> _Material provided_:
━━━

PR #5285, opened 2021-05-31
Duplicate into grid with full pad instead of allocating twice

PaulWessel:
When an incoming grid has no pad and **grdimage** requires it we duplicate the incoming grid, then expand it to add the pad.  However, this was done in a wasteful way where we first did an identical duplicate, then allocated the final padded grid and copied over, thus having an extra grid in memory temporarily.  Turns out _GMT_Duplicate_Data_ has a mode for this called **GMT_DUPLICATE_RESET** that does this in one step without adding the temporary memory.  Need @joa-quim and @seisman to see if this branch has any side-effects in GMT.jl and pyGMT since I cannot test that.  Just doing some tests passing in a memory matrix or grid with no pad should do it.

━━━

> _Problem_: The number of lines in the data that contain the word "with" is all that should be stated.

> _Problem solution_: 2